PR #926, opened 2026-03-11
Add cloud_ids to the group resource

jasonquigleyhpecom:
This PR adds a cloud_ids field to the group resource to allow assigning
or removing clouds from the group.


morpheus/framework/resources/group/resource.go
```diff
@@ -77,9 +78,65 @@ func getGroupAsState(
...
+		clouds = append(clouds, cloud)
+	}
+
+	reqGrp := sdk.NewUpdateGroupsZonesRequestGroup(clouds)
+
+	req := sdk.NewUpdateGroupsZonesRequest(*reqGrp)
+
+	_, hresp, err := client.GroupsAPI.UpdateGroupsZones(ctx, id).UpdateGroupsZonesRequest(*req).Execute()
+	if err != nil || hresp.StatusCode != http.StatusOK {
+		return fmt.Errorf("group %d update clouds failed: ", id)
```
matthew-c-hpe: Update this error message, it looks like it's missing something following the `failed: `

Also I'm guessing the update operation must be relatively instantaneous, so the update call itself looks ok to me.

jasonquigleyhpecom: Fixed

matthew-c-hpe (approved):

PR #955, opened 2026-03-25
Add os_type_image resource

jasonquigleyhpecom:
This PR adds the `hpe_morpheus_os_type_image` resource.


go.mod
```diff
@@ -4,7 +4,7 @@ go 1.24.1
 
 require (
 	github.com/HewlettPackard/hpe-morpheus-go-sdk/legacy v0.0.0-20260127104537-7d5e34cd02e9
-	github.com/HewlettPackard/hpe-morpheus-go-sdk/oapigen v0.29.0
+	github.com/HewlettPackard/hpe-morpheus-go-sdk/oapigen v0.31.0
```
matthew-c-hpe: Merge dev-1.3 back into this branch, we're on 0.32.0 now.

jasonquigleyhpecom: Already done locally - I'll be pushing updates later

morpheus/framework/resources/ostypeimage/resource.go
```diff
@@ -0,0 +1,235 @@
...
+		state.CloudId = types.Int64Null()
+	}
+
+	if img.ProvisionType.IsSet() {
+		state.ProvisionTypeId = types.Int64Value(img.GetProvisionType())
+	} else {
+		state.ProvisionTypeId = types.Int64Null()
+	}
+
+	// OsTypeId is not returned by the GET endpoint — caller must set it.
```
matthew-c-hpe: So import is broken? It can't import os_type_id as-is?

We could deduce os_type_id like this:

GET os_type_image -> contains virtual_image_id
GET virtual_images/{virtual_image_id} -> contains osType block, which contains `id` i.e. `os_type_id`.

Assuming that the os_type_image and its associated virtual_image_id map to the same underlying image resource in Morpheus.

jasonquigleyhpecom: Yes, we already discussed this as part of my plan for the data source

matthew-c-hpe (approved):

PR #960, opened 2026-03-27
Generalised Cluster Create, Read, Delete with HVM support

matthew-c-hpe:
Adds generalised cluster resource with support for create, read, and delete.

Basic update support will come in a follow-up PR.

HVM clusters are supported via the `config_hvm` attribute.

Generic clusters are supported via the `config` attribute.

Adds an acceptance test for a HVM cluster.

Adds an acceptance test for a generic cluster (HVM).

Adds documentation and example for HVM cluster.

Adds documentation and example for generic cluster (HVM example is used).

Drive-by: Bumps oapigen sdk version to release tag v0.32.0 - required for cluster features.


go.mod
jasonquigleyhpecom: As `mapstructure` is being bumped above, we should remove this

morpheus/framework/resources/cluster/read.go
```diff
@@ -0,0 +1,272 @@
...
+			dynamicPlacementModeVal = v
+		}
+
+		var powerPolicyVal string
+		if v, ok := cluster.Config["powerPolicy"].(string); ok {
+			powerPolicyVal = v
+		}
+
+		configHvmVal, diags := NewConfigHvmValue(ConfigHvmValue{}.AttributeTypes(ctx), map[string]attr.Value{
+			"create_user":            plan.ConfigHvm.CreateUser,
```
jasonquigleyhpecom: You need to be careful here when importing - plan will likely be an empty struct which will cause nil pointer panics.

Set these fields with the API values on import.

morpheus/framework/resources/cluster/read.go
```diff
@@ -0,0 +1,272 @@
...
+	return state, diags
+}
+
+func buildReadClusterServer(
+	ctx context.Context,
+	plan ClusterModel,
+) (ServerValue, diag.Diagnostics) {
+	return NewServerValue(ServerValue{}.AttributeTypes(ctx), map[string]attr.Value{
+		// the requires replace properties...
+		"data_device":              plan.Server.DataDevice,
```
jasonquigleyhpecom: plan could be an empty `ClusterModel` (importing) so make sure to check values/fields first

jasonquigleyhpecom (changes requested):

morpheus/framework/resources/cluster/read.go
matthew-c-hpe: Import complicates the server block a lot, so for import I've left a TODO note and returned an empty server block. It's still requires replace. so I think this would work in theory. But need to revisit after we do Update.

morpheus/framework/resources/cluster/read.go
matthew-c-hpe: Done, we populate what we can from the API values on import. Might need another look when we support and test import.

morpheus/framework/resources/cluster/read.go
```diff
@@ -0,0 +1,319 @@
...
+			"could not parse a slice of labels",
+		)
+
+		return state, diags
+	}
+
+	// Morpheus API may change the casing of the labels, to avoid Terraform
+	// throwing a gasket we convert the casing of labels to be as specified
+	// by the user.
+	for _, label := range labels {
```
jasonquigleyhpecom, line 246: Is this a general thing or only related to VMware?

jasonquigleyhpecom (approved):

morpheus/framework/resources/cluster/read.go
matthew-c-hpe: Not sure now that you mention it, I assumed it was general until it was suggested to be a VMWare thing in recent weeks. I haven't had to deal with labels before this.

PR #973, opened 2026-04-01
Add tenant_subdomain field

eamonnotoole:
Add tenant_subdomain field to allow for authentication in subtenants when using username/password.


morpheus/testhelpers/client.go
```diff
@@ -20,6 +20,7 @@ func newClient(ctx context.Context, t *testing.T) *sdk.APIClient {
 		os.Getenv("TF_VAR_testacc_morpheus_url"),
 		os.Getenv("TF_VAR_testacc_morpheus_username"),
 		os.Getenv("TF_VAR_testacc_morpheus_password"),
+		os.Getenv("TF_VAR_testacc_morpheus_subdomain"),
```
matthew-c-hpe: nit: let's use `TF_VAR_testacc_morpheus_tenant_subdomain` for this

jasonquigleyhpecom (dismissed):

matthew-c-hpe (changes requested):
Let's document what `tenant_subdomain` is for  by updating the `index.md.tmpl`.

morpheus/testhelpers/client.go
eamonnotoole: Done.

examples/provider/morpheus/provider-tenant.tf
```diff
@@ -0,0 +1,20 @@
+# Copyright 2025-2026 Hewlett Packard Enterprise Development LP
+
+terraform {
+  required_providers {
+    hpe = {
+      source  = "HPE/hpe"
+      version = "= 1.2.0"
```
matthew-c-hpe, line 7: should we document `>=` just in case someone copies the config verbatim if we have a newer version than 1.2.0 out

matthew-c-hpe (approved):

PR #983, opened 2026-04-02
Register hpe_morpheus_os_type_image resource

matthew-c-hpe:
We forgot to register this in `resources.go` which is causing `make docs` to fail.


matthew-c-hpe:
It was a TF docs issue caused by dev overrides.

PR #986, opened 2026-04-03
Move option_type Schema for forms into a separate function

eamonnotoole:
We do this to avoid unnecessary repetition in the Schema.

### DIFF
--- a/morpheus/sdkv2/resources/form/form.go
+++ b/morpheus/sdkv2/resources/form/form.go
@@ -7,6 +7,7 @@ import (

■ ■ ■ ■ ■

What is required.
Quote the whole listing above, leaving nothing out.

Reply to the task.
PR #926, opened 2026-03-11
Add cloud_ids to the group resource

jasonquigleyhpecom:
This PR adds a cloud_ids field to the group resource to allow assigning
or removing clouds from the group.


morpheus/framework/resources/group/resource.go
```diff
@@ -77,9 +78,65 @@ func getGroupAsState(
...
+		clouds = append(clouds, cloud)
+	}
+
+	reqGrp := sdk.NewUpdateGroupsZonesRequestGroup(clouds)
+
+	req := sdk.NewUpdateGroupsZonesRequest(*reqGrp)
+
+	_, hresp, err := client.GroupsAPI.UpdateGroupsZones(ctx, id).UpdateGroupsZonesRequest(*req).Execute()
+	if err != nil || hresp.StatusCode != http.StatusOK {
+		return fmt.Errorf("group %d update clouds failed: ", id)
```
matthew-c-hpe: Update this error message, it looks like it's missing something following the `failed: `

Also I'm guessing the update operation must be relatively instantaneous, so the update call itself looks ok to me.

jasonquigleyhpecom: Fixed

matthew-c-hpe (approved):

PR #955, opened 2026-03-25
Add os_type_image resource

jasonquigleyhpecom:
This PR adds the `hpe_morpheus_os_type_image` resource.


go.mod
```diff
@@ -4,7 +4,7 @@ go 1.24.1
 
 require (
 	github.com/HewlettPackard/hpe-morpheus-go-sdk/legacy v0.0.0-20260127104537-7d5e34cd02e9
-	github.com/HewlettPackard/hpe-morpheus-go-sdk/oapigen v0.29.0
+	github.com/HewlettPackard/hpe-morpheus-go-sdk/oapigen v0.31.0
```
matthew-c-hpe: Merge dev-1.3 back into this branch, we're on 0.32.0 now.

jasonquigleyhpecom: Already done locally - I'll be pushing updates later

morpheus/framework/resources/ostypeimage/resource.go
```diff
@@ -0,0 +1,235 @@
...
+		state.CloudId = types.Int64Null()
+	}
+
+	if img.ProvisionType.IsSet() {
+		state.ProvisionTypeId = types.Int64Value(img.GetProvisionType())
+	} else {
+		state.ProvisionTypeId = types.Int64Null()
+	}
+
+	// OsTypeId is not returned by the GET endpoint — caller must set it.
```
matthew-c-hpe: So import is broken? It can't import os_type_id as-is?

We could deduce os_type_id like this:

GET os_type_image -> contains virtual_image_id
GET virtual_images/{virtual_image_id} -> contains osType block, which contains `id` i.e. `os_type_id`.

Assuming that the os_type_image and its associated virtual_image_id map to the same underlying image resource in Morpheus.

jasonquigleyhpecom: Yes, we already discussed this as part of my plan for the data source

matthew-c-hpe (approved):

PR #960, opened 2026-03-27
Generalised Cluster Create, Read, Delete with HVM support

matthew-c-hpe:
Adds generalised cluster resource with support for create, read, and delete.

Basic update support will come in a follow-up PR.

HVM clusters are supported via the `config_hvm` attribute.

Generic clusters are supported via the `config` attribute.

Adds an acceptance test for a HVM cluster.

Adds an acceptance test for a generic cluster (HVM).

Adds documentation and example for HVM cluster.

Adds documentation and example for generic cluster (HVM example is used).

Drive-by: Bumps oapigen sdk version to release tag v0.32.0 - required for cluster features.


go.mod
jasonquigleyhpecom: As `mapstructure` is being bumped above, we should remove this

morpheus/framework/resources/cluster/read.go
```diff
@@ -0,0 +1,272 @@
...
+			dynamicPlacementModeVal = v
+		}
+
+		var powerPolicyVal string
+		if v, ok := cluster.Config["powerPolicy"].(string); ok {
+			powerPolicyVal = v
+		}
+
+		configHvmVal, diags := NewConfigHvmValue(ConfigHvmValue{}.AttributeTypes(ctx), map[string]attr.Value{
+			"create_user":            plan.ConfigHvm.CreateUser,
```
jasonquigleyhpecom: You need to be careful here when importing - plan will likely be an empty struct which will cause nil pointer panics.

Set these fields with the API values on import.

morpheus/framework/resources/cluster/read.go
```diff
@@ -0,0 +1,272 @@
...
+	return state, diags
+}
+
+func buildReadClusterServer(
+	ctx context.Context,
+	plan ClusterModel,
+) (ServerValue, diag.Diagnostics) {
+	return NewServerValue(ServerValue{}.AttributeTypes(ctx), map[string]attr.Value{
+		// the requires replace properties...
+		"data_device":              plan.Server.DataDevice,
```
jasonquigleyhpecom: plan could be an empty `ClusterModel` (importing) so make sure to check values/fields first

jasonquigleyhpecom (changes requested):

morpheus/framework/resources/cluster/read.go
matthew-c-hpe: Import complicates the server block a lot, so for import I've left a TODO note and returned an empty server block. It's still requires replace. so I think this would work in theory. But need to revisit after we do Update.

morpheus/framework/resources/cluster/read.go
matthew-c-hpe: Done, we populate what we can from the API values on import. Might need another look when we support and test import.

morpheus/framework/resources/cluster/read.go
```diff
@@ -0,0 +1,319 @@
...
+			"could not parse a slice of labels",
+		)
+
+		return state, diags
+	}
+
+	// Morpheus API may change the casing of the labels, to avoid Terraform
+	// throwing a gasket we convert the casing of labels to be as specified
+	// by the user.
+	for _, label := range labels {
```
jasonquigleyhpecom, line 246: Is this a general thing or only related to VMware?

jasonquigleyhpecom (approved):

morpheus/framework/resources/cluster/read.go
matthew-c-hpe: Not sure now that you mention it, I assumed it was general until it was suggested to be a VMWare thing in recent weeks. I haven't had to deal with labels before this.

PR #973, opened 2026-04-01
Add tenant_subdomain field

eamonnotoole:
Add tenant_subdomain field to allow for authentication in subtenants when using username/password.


morpheus/testhelpers/client.go
```diff
@@ -20,6 +20,7 @@ func newClient(ctx context.Context, t *testing.T) *sdk.APIClient {
 		os.Getenv("TF_VAR_testacc_morpheus_url"),
 		os.Getenv("TF_VAR_testacc_morpheus_username"),
 		os.Getenv("TF_VAR_testacc_morpheus_password"),
+		os.Getenv("TF_VAR_testacc_morpheus_subdomain"),
```
matthew-c-hpe: nit: let's use `TF_VAR_testacc_morpheus_tenant_subdomain` for this

jasonquigleyhpecom (dismissed):

matthew-c-hpe (changes requested):
Let's document what `tenant_subdomain` is for  by updating the `index.md.tmpl`.

morpheus/testhelpers/client.go
eamonnotoole: Done.

examples/provider/morpheus/provider-tenant.tf
```diff
@@ -0,0 +1,20 @@
+# Copyright 2025-2026 Hewlett Packard Enterprise Development LP
+
+terraform {
+  required_providers {
+    hpe = {
+      source  = "HPE/hpe"
+      version = "= 1.2.0"
```
matthew-c-hpe, line 7: should we document `>=` just in case someone copies the config verbatim if we have a newer version than 1.2.0 out

matthew-c-hpe (approved):

PR #983, opened 2026-04-02
Register hpe_morpheus_os_type_image resource

matthew-c-hpe:
We forgot to register this in `resources.go` which is causing `make docs` to fail.


matthew-c-hpe:
It was a TF docs issue caused by dev overrides.

PR #986, opened 2026-04-03
Move option_type Schema for forms into a separate function

eamonnotoole:
We do this to avoid unnecessary repetition in the Schema.

### DIFF
--- a/morpheus/sdkv2/resources/form/form.go
+++ b/morpheus/sdkv2/resources/form/form.go
@@ -7,6 +7,7 @@ import (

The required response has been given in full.